Repeat the data that follows, keeping every character intact.

:: DATA FOR THIS TASK

PR #1278, opened 2015-04-12
Add in blu pinecone_bomb.lua

helixhamin:
Spell already in sql.

### DIFF
--- a/scripts/globals/spells/bluemagic/pinecone_bomb.lua
+++ b/scripts/globals/spells/bluemagic/pinecone_bomb.lua
@@ -52,16 +52,15 @@ function onSpellCast(caster,target,spell)
     damage = BluePhysicalSpell(caster, target, spell, params);
     damage = BlueFinalAdjustments(caster, target, spell, damage, params);
 
-	if (damage > 0 and target:hasStatusEffect(EFFECT_SLEEP_I) == false) then
-		local typeEffect = EFFECT_SLEEP_I;
+	if (damage > 0) then
 		local tp = player:getTP();
 		local getBlueEffectDuration = (tp/100 * 5);
-        local pStrAgi = caster:getStat(MOD_STR+MOD_AGI);
-        local mStrAgi = target:getStat(MOD_STR+MOD_AGI);
+        local pStrAgi = caster:getStat(MOD_STR) + caster:getStat(MOD_AGI);
+        local mStrAgi = target:getStat(MOD_STR) + target:getStat(MOD_AGI);
         local dStrAgi = (pStrAgi - mStrAgi);
         local resist = applyResistance(caster,spell,target,dStrAgi,BLUE_SKILL,0);
-		target:delStatusEffect(typeEffect);
-		target:addStatusEffect(typeEffect,1,0,getBlueEffectDuration);
+		target:delStatusEffect(EFFECT_SLEEP_I);
+		target:addStatusEffect(EFFECT_SLEEP_I,1,0,getBlueEffectDuration);
 	end
     return EFFECT_SLEEP_I;
 end;
--- a/scripts/globals/spells/bluemagic/pinecone_bomb.lua
+++ b/scripts/globals/spells/bluemagic/pinecone_bomb.lua
@@ -29,7 +29,6 @@ end;
 -- OnSpellCast
 -----------------------------------------
 
-local resist = duration*applyResistance();
 function onSpellCast(caster,target,spell)
     local params = {};
     -- This data should match information on http://wiki.ffxiclopedia.org/wiki/Calculating_Blue_Magic_Damage
--- a/scripts/globals/spells/bluemagic/pinecone_bomb.lua
+++ b/scripts/globals/spells/bluemagic/pinecone_bomb.lua
@@ -1,10 +1,16 @@
 -----------------------------------------
--- Bluemagic: Pinecone Bomb
--- Additional effect: sleep. Duration of effect varies with TP.
+-- Spell: Pinecone Bomb
+-- Additional effect: sleep. Duration of effect varies with TP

::::

WORKED SOLUTION>
PR #1278, opened 2015-04-12
Add in blu pinecone_bomb.lua

helixhamin:
Spell already in sql.

### DIFF
--- a/scripts/globals/spells/bluemagic/pinecone_bomb.lua
+++ b/scripts/globals/spells/bluemagic/pinecone_bomb.lua
@@ -52,16 +52,15 @@ function onSpellCast(caster,target,spell)
     damage = BluePhysicalSpell(caster, target, spell, params);
     damage = BlueFinalAdjustments(caster, target, spell, damage, params);
 
-	if (damage > 0 and target:hasStatusEffect(EFFECT_SLEEP_I) == false) then
-		local typeEffect = EFFECT_SLEEP_I;
+	if (damage > 0) then
 		local tp = player:getTP();
 		local getBlueEffectDuration = (tp/100 * 5);
-        local pStrAgi = caster:getStat(MOD_STR+MOD_AGI);
-        local mStrAgi = target:getStat(MOD_STR+MOD_AGI);
+        local pStrAgi = caster:getStat(MOD_STR) + caster:getStat(MOD_AGI);
+        local mStrAgi = target:getStat(MOD_STR) + target:getStat(MOD_AGI);
         local dStrAgi = (pStrAgi - mStrAgi);
         local resist = applyResistance(caster,spell,target,dStrAgi,BLUE_SKILL,0);
-		target:delStatusEffect(typeEffect);
-		target:addStatusEffect(typeEffect,1,0,getBlueEffectDuration);
+		target:delStatusEffect(EFFECT_SLEEP_I);
+		target:addStatusEffect(EFFECT_SLEEP_I,1,0,getBlueEffectDuration);
 	end
     return EFFECT_SLEEP_I;
 end;
--- a/scripts/globals/spells/bluemagic/pinecone_bomb.lua
+++ b/scripts/globals/spells/bluemagic/pinecone_bomb.lua
@@ -29,7 +29,6 @@ end;
 -- OnSpellCast
 -----------------------------------------
 
-local resist = duration*applyResistance();
 function onSpellCast(caster,target,spell)
     local params = {};
     -- This data should match information on http://wiki.ffxiclopedia.org/wiki/Calculating_Blue_Magic_Damage
--- a/scripts/globals/spells/bluemagic/pinecone_bomb.lua
+++ b/scripts/globals/spells/bluemagic/pinecone_bomb.lua
@@ -1,10 +1,16 @@
 -----------------------------------------
--- Bluemagic: Pinecone Bomb
--- Additional effect: sleep. Duration of effect varies with TP.
+-- Spell: Pinecone Bomb
+-- Additional effect: sleep. Duration of effect varies with TP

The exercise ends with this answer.